All eyes will be on the large SEC registrants in January as they become the first financial institutions to adopt the current expected credit loss model, or CECL. Regulators, investors, and other stakeholders will be watching and listening for updates on the impacts of the accounting change.
Even now, however, banks and credit unions with 2023 deadlines are seeking information about what the earliest adopters have learned so far in their implementation efforts.

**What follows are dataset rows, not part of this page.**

PR #1098, opened 2024-09-30
MLS Validation Service for SCW

codabrink:


bindings_ffi/src/mls.rs
```diff
@@ -203,17 +203,22 @@ impl FfiSignatureRequest {
     pub async fn add_scw_signature(
         &self,
         signature_bytes: Vec<u8>,
-        address: String,
+        account_address: String,
         chain_id: u64,
         block_number: u64,
+        hash: Vec<u8>,
```
neekolas, line 209: The hash should not be passed in here. It can come from hashing the inner signature text for security.

xmtp_mls/src/credential/grant_messaging_access_association.rs
```diff
@@ -0,0 +1,290 @@
+use chrono::DateTime;
```
neekolas, line 1: We can still remove this. We shouldn't need it anywhere in the code anymore, right?

We want to keep the old APIs up for _old_ SDK versions, but the current SDK can leave them stubbed out

xmtp_mls/src/credential/legacy_create_identity_association.rs
```diff
@@ -0,0 +1,211 @@
+use prost::Message;
```
neekolas, line 1: Same as above. We can leave this code out

xmtp_mls/src/credential/mod.rs
```diff
@@ -0,0 +1,185 @@
+mod grant_messaging_access_association;
```
neekolas, line 1: Same as above. Can leave deleted

xmtp_mls/src/verified_key_package.rs
```diff
@@ -0,0 +1,116 @@
+use openmls::{
```
neekolas, line 1: Can remove

bindings_wasm/src/mls_client.rs
```diff
@@ -164,9 +164,8 @@ impl WasmClient {
     signature_bytes: Uint8Array,
     chain_id: u64,
     account_address: String,
-    // TODO:nm Remove this
-    _chain_rpc_url: String,
     block_number: u64,
+    hash: Uint8Array,
```
neekolas, line 168: Same as below, we can get the hash from the inner signature request

bindings_ffi/src/mls.rs
codabrink: Got it

mls_validation_service/src/handlers.rs
```diff
@@ -158,6 +187,30 @@ async fn validate_inbox_id_key_package(
...
 }
 
+async fn verify_smart_contract_wallet_signatures(
+    signatures: Vec<SmartContractWalletSignature>,
+    scw_verifier: &dyn SmartContractSignatureVerifier,
+) -> Result<Response<VerifySmartContractWalletSignaturesResponse>, Status> {
+    let mut futures = vec![];
+
+    for sig in signatures {
+        let hash = sha256_bytes(&sig.signature)
```
neekolas, line 197: The hash should be of the signature text from the inner signature request

xmtp_id/src/associations/unverified.rs
```diff
@@ -344,14 +348,24 @@ pub struct UnverifiedSmartContractWalletSignature {
...
 }
 
 impl UnverifiedSmartContractWalletSignature {
-    pub fn new(signature_bytes: Vec<u8>, account_id: AccountId, block_number: u64) -> Self {
+    pub fn new(
+        signature_bytes: Vec<u8>,
+        account_id: AccountId,
+        block_number: u64,
+        chain_id: u64,
+        hash: [u8; 32],
```
neekolas, line 361: None of the other unverified signature types store the hash, because the hash gets provided as part of signature verification (check out the `to_verified`) method of `IdentityUpdate`. 

We should really keep that consistent or it's going to cause confusion for devs.

insipx (commented):
Looks good!

Should we wait until https://github.com/xmtp/proto/pull/212 is merged to merge this?

doing `./dev/gen_protos` on this branch gives a different history then the generated protos, is that something to worry about?

mls_validation_service/Cargo.toml
```diff
@@ -10,6 +10,8 @@ path = "src/main.rs"
 [dependencies]
 clap = { version = "4.4.6", features = ["derive"] }
 ed25519-dalek = { workspace = true, features = ["digest"] }
+env_logger = "0.11"
```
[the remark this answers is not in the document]
codabrink: Oops, bad merge. Good call out.

codabrink:
@insipx Correct, I'd like to merge the proto branch (https://github.com/xmtp/proto/pull/211) before this.

mls_validation_service/src/handlers.rs
```diff
@@ -158,6 +198,43 @@ async fn validate_inbox_id_key_package(
     })
 }
 
+async fn verify_smart_contract_wallet_signatures(
+    signatures: Vec<UnverifiedSmartContractWalletSignature>,
+    scw_verifier: &dyn SmartContractSignatureVerifier,
+) -> Result<Response<VerifySmartContractWalletSignaturesResponse>, Status> {
+    let mut responses = vec![];
+    for request in signatures {
+        let Some(signature) = request.scw_signature else {
```
neekolas, line 207: If the client is expecting to zip together the requests and the responses by index then we should insert a `false` here rather than skipping the entry. Otherwise the request at index 1 might get matched with the response at index 2.

codabrink: Do you know why this field is optional at all? It's not declared as optional in the protos, but comes in as optional in the generated spec. https://github.com/xmtp/proto/pull/211/files#diff-a8714baf14c9f3a47e527cf66f630eb43d2e063fc68413d73e8ee5bf561fc44eR62

codabrink: Got it, that's an interesting limitation. I was aware of the mismatched index issue, and was perplexed about that being generated as optional when the spec wasn't marked as such, and meant to bring it up. I'll switch this logic out to put in a false where there's a `None`.

codabrink: Updated

neekolas (approved):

During a recent webinar hosted by the American Bankers Association, an executive with an SEC filer under a 2020 CECL implementation deadline provided first-hand advice on the challenges and progress related to CECL adoption. During the webinar, Felicity Ours, CPA, CRC, of Summit Financial Group (NASDAQ: SMMF), a $2.2 billion financial holding company headquartered in Moorefield, West Virginia, advised banks and credit unions with 2023 deadlines to:
- Start preparing early
- Tackle the data gap analysis before selecting methodology/methodologies
- Resist overcomplicating loan segmentation
- Remain flexible throughout the process (with forecasts, methodology)
Among attendees of “What SEC Filers Have Learned about CECL Implementation,” 62% said in a poll that their institution must comply with CECL in Q1 2023, 35% are set to comply in Q1 2020, and 3% of attendees said they were unsure of their CECL deadline.